Mas, em 23 de junho, o Google estava compartilhando dados de usuários potencialmente confidenciais com uma empresa de tecnologia de publicidade russa sancionada de propriedade do maior banco estatal da Rússia, de acordo com um novo relatório fornecido à ProPublica.

O Google permitiu que a RuTarget, uma empresa russa que ajuda marcas e agências a comprar anúncios digitais, acesse e armazene dados sobre pessoas que navegam em sites e aplicativos na Ucrânia e em outras partes do mundo, de acordo com pesquisa da empresa de análise de anúncios digitais Adalytics . 

A Adalytics identificou cerca de 700 exemplos de RuTarget recebendo dados de usuários do Google depois que a empresa foi adicionada a uma lista de entidades sancionadas do Tesouro dos EUA em 24 de fevereiro.

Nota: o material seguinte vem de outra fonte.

PR #397, opened 2020-02-24
Rework tox

SR4ven:
Changes and benefits:
- Most commands in tox are now platform independent.
  Only exception is a one-line bash script on Linux, which sets `cap_net_admin` and `cap_net_raw+eip` on the tox python interpreter. This is done every time the tox env is (re-)created and requires root privileges. Subsequent runs won't need any special privileges.
  With this change we don't run pytest with sudo, so there won't be any cache/log/output/data files owned by root in your project folder. On top it's more secure, as we only grant the capabilities that are really required.
- Docs and lint checks now run in their own environment. The advantage is that we don't run these checks multiple times for every python and platform combination. It is also possible to run all tox envs in parallel using `tox -p auto`, which usually seem to work fine as long as all tests pass. As CI runs all envs in parallel, the less duplicated tests mean a reduced testing time.
  Outsourcing the docs env allows us to run it in a separate test on CI. So it is now easier to tell what went wrong without having to look at the logs.
  The lint check is no longer being run on CI. We have Stickler for that. On local dev environments executing `tox` runs black and flake8 linters. We can add pytest later.
  **Docs and Lint envs require a Python 3 interpreter now.** Else the tests will be skipped. I hope that nobody is developing boofuzz on Python 2 anymore :D
- Updated docs including some indentation fixes

Note:
Docs are not tested on travis anymore. I was planning on removing Travis when releasing v0.2.0. Are you ok with that @jtpereyda?

### DIFF
--- a/.github/workflows/test.yml
+++ b/.github/workflows/test.yml
@@ -45,3 +45,16 @@ jobs:
       uses: codecov/codecov-action@v1
       with:
         token: ${{ secrets.CODECOV_TOKEN }}
+  docs:
+    name: Build docs
+    runs-on: ubuntu-latest
+    steps:
+    - uses: actions/checkout@v2
+    - name: Set up Python 3.x
+      uses: actions/setup-python@v1
+      with:
+        python-version: '3.x'
+    - name: Install pip and tox
+      run: python -m pip install --upgrade pip tox
+    - name: Run tox
+      run: tox --skip-missing-interpreters false -e docs
--- a/tox.ini
+++ b/tox.ini
@@ -1,36 +1,40 @@
 [tox]
 skip_missing_interpreters = True
-envlist = py{27,35,36,37,38}-{Linux,Windows,macOS}
+envlist = py{27,35,36,37,38}-{Linux,Windows,macOS}, docs, lint
 
 [testenv]
-whitelist_externals =
-    sudo
-    make
-    cmd
 platform =
     Windows: win32
     Linux: linux
     macOS: darwin
+whitelist_externals = bash
 extras = dev
-install_command =
-    {envpython} -m pip install {opts} {packages}
-commands_pre =
-    {envpython} -m pip check
-    # Stop the test if there are Python syntax errors or undefined names.
+commands =
+    pip check
+    Linux: bash -ec "if ! getcap $(realpath {envpython}) | grep -q cap_net_admin,cap_net_raw+eip; then sudo setcap cap_net_admin,cap_net_raw+eip $(realpath {envpython}); fi"
+    pytest --cov --cov-report=xml
+    check-manifest
+commands_post =
+    - python -c "import shutil; shutil.rmtree('./boofuzz-results/')"
+
+[testenv:docs]
+basepython = python3
+extras = docs
+commands =
+    sphinx-build -TW -b dummy ./docs ./docs/_build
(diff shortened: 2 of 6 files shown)


.github/workflows/test.yml
```diff
@@ -20,7 +20,7 @@ jobs:
           - os: windows-latest
             python-version: 3.5
     steps:
-    - uses: actions/checkout@v1
+    - uses: actions/checkout@v2
```
jtpereyda: What does this do in a nutshell?

tox.ini
```diff
@@ -1,36 +1,41 @@
...
+whitelist_externals = bash
 extras = dev
-install_command =
-    {envpython} -m pip install {opts} {packages}
-commands_pre =
-    {envpython} -m pip check
-    # Stop the test if there are Python syntax errors or undefined names.
+commands =
+    pip check
+    Linux: bash -ec "if ! getcap $(realpath {envpython}) | grep -q cap_net_admin,cap_net_raw+eip; then sudo setcap cap_net_admin,cap_net_raw+eip $(realpath {envpython}); fi"
```
jtpereyda: This line is new, right? What's the gist of it?

.github/workflows/test.yml
SR4ven: Format is `user/repo@tag`.
So we're using the checkout action at tag v2 now as recommended [here](https://github.com/marketplace/actions/checkout).
It doesn't seem to be a good practice to use @master as that might result in some instabilities/inconsistencies.

tox.ini
SR4ven: From the PR comment:

> Only exception is a one-line bash script on Linux, which sets `cap_net_admin` and `cap_net_raw+eip` on the tox python interpreter. This is done every time the tox env is (re-)created and requires root privileges. Subsequent runs won't need any special privileges.
With this change we don't run pytest with sudo, so there won't be any cache/log/output/data files owned by root in your project folder. On top it's more secure, as we only grant the capabilities that are really required.

It checks if the required capabilities needed for raw socket operations are set with `getcap` and sets them with `setcap` if they aren't already set.
The capabilities are only applied to the tox env interpreter, not the global one.

jtpereyda: Ah that makes sense now. I like the security hygiene!

jtpereyda:
> Docs are not tested on travis anymore. I was planning on removing Travis when releasing v0.2.0. Are you ok with that @jtpereyda?

yep that sounds great -- there's no loss of test coverage?

SR4ven:
No, currently all tests on Travis run on Linux and those are the same we run on GitHub actions.
Test coverage is way higher on Actions as we also test on Windows.

At the moment Travis is just a redundancy in case something is wrong with GitHub Actions, but we're using it for quite a while now and everything seems fine.

jtpereyda:
OK, sounds like we can shut down Travis anytime with limited risk.

SR4ven:
> OK, sounds like we can shut down Travis anytime with limited risk.

Agreed. I'll open a PR for this later.
The only thing that hasn't been fully tested is the auto-deploy to pypi when creating a release on GitHub.
But as I only copy pasted the code for that from official sources, I'm confident that we won't run into any issues there.
Until we verified that this works as expected I wouldn't entirely remove Travis from the project.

O compartilhamento de dados entre o Google e o RuTarget foi interrompido quatro meses depois, em 23 de junho, o dia em que o site de notícias ProPublica entrou em contato Google sobre a atividade.

A RuTarget, que também opera sob o nome de Segmento, é de propriedade do Sberbank, um banco estatal russo que o Tesouro descreveu como “exclusivamente importante” para a economia do país quando atingiu o credor com as sanções iniciais. 

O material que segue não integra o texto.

PR #399, opened 2020-02-26
Fixed size of s_size block when output is ascii

mshaneck:
If the output format of the s_size block is ascii, the __len__ function still returns 4 bytes. This commit takes into account the output format of the s_size block. Related to issue https://github.com/jtpereyda/boofuzz/issues/197 and pull request https://github.com/jtpereyda/boofuzz/pull/198

### DIFF
--- a/boofuzz/blocks/size.py
+++ b/boofuzz/blocks/size.py
@@ -220,10 +220,10 @@ class Size(IFuzzable):
         return "<%s %s>" % (self.__class__.__name__, self._name)
 
     def __len__(self):
-        if self.format == "binary":
-            return self.length
+        if self.format == "ascii":
+            return len(str(self._calculated_length()))
         else:
-            return len(str(len(self.request.names[self.block_name])))
+            return self.length
 
     def __bool__(self):
         """
--- a/boofuzz/blocks/size.py
+++ b/boofuzz/blocks/size.py
@@ -220,7 +220,10 @@ class Size(IFuzzable):
         return "<%s %s>" % (self.__class__.__name__, self._name)
 
     def __len__(self):
-        return self.length
+        if self.format == "binary":
+            return self.length
+        else:
+            return len(str(len(self.request.names[self.block_name])))
 
     def __bool__(self):
         """
--- a/boofuzz/blocks/size.py
+++ b/boofuzz/blocks/size.py
@@ -220,10 +220,7 @@ class Size(IFuzzable):
         return "<%s %s>" % (self.__class__.__name__, self._name)
 
     def __len__(self):
-        if self.format == "ascii":
-            return len(str(self._calculated_length()))
-        else:
-            return self.length
+        return len(self._render())
 
     def __bool__(self):
         """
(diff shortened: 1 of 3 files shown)


boofuzz/blocks/size.py
```diff
@@ -220,7 +220,10 @@ def __repr__(self):
         return "<%s %s>" % (self.__class__.__name__, self._name)
 
     def __len__(self):
-        return self.length
+        if self.format == "binary":
```
SR4ven: I feel like returning `self.length` in the "default" else case might be better, as the binary format is the blocks default too.

Also, when someone defines a none existing format, we would return `self.length`. Not that we'd have to cover this edge case, but I feel like this is more straight forward than the ascii format.

However this is all about personal preference I guess, so I'm fine either way.

mshaneck: Yes, this makes sense. Although I think to keep it consistent, this same change should be made to bit_field. What do you think?

SR4ven: Good point, we should indeed change it at both points consistently.

mshaneck:
Pull request is updated, as discussed.

boofuzz/blocks/size.py
```diff
@@ -220,7 +220,10 @@ def __repr__(self):
...
+            return self.length
+        else:
+            return len(str(len(self.request.names[self.block_name])))
```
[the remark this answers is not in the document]
mshaneck: Agreed.

mshaneck:
No problem! Thanks for letting me help out.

O RuTarget foi posteriormente listado em um anúncio do Tesouro de 6 de abril que impôs sanções totais de bloqueio ao Sberbank e outras entidades e pessoas russas. As sanções significam que indivíduos e entidades dos EUA não devem realizar negócios com RuTarget ou Sberbank.

Uma análise mais específica mostrou que o Google compartilhou dados com o RuTarget sobre usuários que navegam em sites baseados na Ucrânia. 

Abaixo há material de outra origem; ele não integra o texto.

PR #401, opened 2020-02-28
Fixes for s_bytes

### LINKED ISSUE #400: total_num_mutations wrong with s_bytes?
when assign the size for s_bytes, total_num_mutations is not correct?

a simple test:

```py
from boofuzz import *


def main():
    session = Session(
        target=Target(
            connection=TCPSocketConnection("127.0.0.1", 80)
        ),
    )

    s_initialize(name="Test")
    s_bytes("\x00\x00",size=2)
    session.connect(s_get("Test"))
    session.fuzz()

if __name__ == "__main__":
    main()
```

The output:
```
[2020-02-28 14:28:32,169] Test Case: 21: Test.no-name.21
[2020-02-28 14:28:32,169]     Info: Type: Bytes. Default value: '\x00\x00'. Case 21 of 65 overall.
[2020-02-28 14:28:32,169]     Info: Opening target connection (127.0.0.1:80)...
[2020-02-28 14:28:32,169]     Info: Connection opened.
[2020-02-28 14:28:32,169]   Test Step: Fuzzing Node 'Test'
[2020-02-28 14:28:32,169]     Info: Sending 2 bytes...
[2020-02-28 14:28:32,169]     Transmitted 2 bytes: ff ff '\xff\xff'
[2020-02-28 14:28:32,170]     Info: Closing target connection...
[2020-02-28 14:28:32,170]     Info: Connection closed.

Fuzzing session completed. Keeping webinterface up on localhost:26000 
Press ENTER to close webinterface

```

The total_num_mutations is 65, but boofuzz finish fuzz at case 21.

Is this a bug?

SR4ven:
- Fixes #400 
- Properly includes values that were left out before. Renamed class var `_fuzz_library` to `_fuzz_values` as it previously seemed to collide with some other var with the same name. I'll take a close look at this when I have a proper debugger at my hand.

TODO:

- [ ] Make use of `size` and `max_len` more clear. It might be even better to have `size` and `truncate` arguments instead.
  Setting `size` currently results in too long values being dropped.
  If `max_len` is set and `size` is none, the values will be truncated.
  Setting both arguments has the same effect as setting only `size`.

  I suggest dropping `max_len` in favour of `truncate` to make using this primitive more straight forward.
  Use cases would be the following:
  - Default `truncate=False`. Setting just `size` will drop too long test cases.
  - Setting `size` and `truncate=True` will render all test cases but truncate the values.
  - Not setting `size` will render all test cases with dynamic length.
- [ ] Update docs

### DIFF
--- a/boofuzz/primitives/bytes.py
+++ b/boofuzz/primitives/bytes.py
@@ -4,7 +4,7 @@ from .. import helpers
 
 class Bytes(BasePrimitive):
     # This binary strings will always included as testcases.
-    _fuzz_library = [
+    _fuzz_values = [
         b"",
         b"\x00",
         b"\xFF",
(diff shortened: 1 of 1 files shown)


keisentraut:
I'm sorry for this, did not test it properly before creating my push request #302 . I assume you are already fixing it, if not, I can do it, too.

I remember being confused about `size` and `max_len`, too. If you change this, I would recommend changing it for the `s_string` primitive, too.

SR4ven:
Thanks for the info @keisentraut!
As far as I can tell, the main issue is already fixed by this PR. I haven't changed anything about arguments yet, because I was waiting for a second opinion.
Good point about `s_string`, maybe we could change the arguments consistently in another PR instead.

However, you're very welcome to review my changes!
I still don't get why `_fuzz_library` is an empty list in the original version. Any ideas?
I'll try to get behind this with a debugger.

keisentraut:
In the original `string` primitive, I don't understand why `fuzz_library` is set to an empty list. Instead, they create `self.fuzz_library` member in every new `string` primitive. I think you can simply remove the empty  `fuzz_library` from `s_string`. In my `bytes` primitive, those values do not change at all and therefore, we only have it once as static members.

SR4ven:
Ok, so the debugger did help a lot with this.

Turns out that `_fuzz_library` is overwritten in the constructor of `BasePrimitive`
https://github.com/jtpereyda/boofuzz/blob/0ed135ae9453a6aab4c5bdda12e9f16eccce5062/boofuzz/primitives/base_primitive.py#L35

Moving the definition of `_fuzz_library` into the constructor of `Bytes` fixed this.

Running some tests on the num_mutations still returns the wrong number.
Any ideas @keisentraut? If you prefer opening your own PR, that'd be fine too.

keisentraut:
I remembered how I wanted `s_bytes` to behave:

- When `size` is set, only testcases with the exact size should be written out. This is very useful for fixed-length protocol fields. For instance, it's not useful to output five bytes when your target protocol expects only exactly three zero bytes and some other primitives (e.g. integers) afterwards.
- When `max_len` is set, only testcases with an equal or shorter amount of bytes should be outputted. Useful for protocols where a maximum length is checked.

You can set both `size` and `max_len`, but it's not useful: If you set `size<=max_len` then `max_len` is useless. Otherwise, you will have 0 testcases which is not useful, too. I will fix it, but currently I have limited time, so if you want to have it fixed fast, then please continue with this branch ;)

SR4ven:
Should be fixed by #422

keisentraut:
I think the whole string/bytes API needs a rewrite. Obviously, ```size``` and ```max_len``` are not self-explanatory. Therefore I created an issue with a suggestion and follow-up discussions on how it could look like.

Isso significa que o Google pode ter fornecido informações críticas como IDs exclusivos de telefones celulares, endereços IP, informações de localização e detalhes sobre os interesses e atividades online dos usuários, dados que senadores e especialistas dos EUA dizem que podem ser usados ​​por militares e serviços de inteligência russos para rastrear pessoas ou se concentrar em locais de interesse.

Em abril passado, um grupo bipartidário de senadores dos EUA enviou uma carta ao Google e a outras grandes empresas de tecnologia de anúncios alertando sobre as implicações de segurança nacional dos dados compartilhados como parte do processo de compra de anúncios digitais. 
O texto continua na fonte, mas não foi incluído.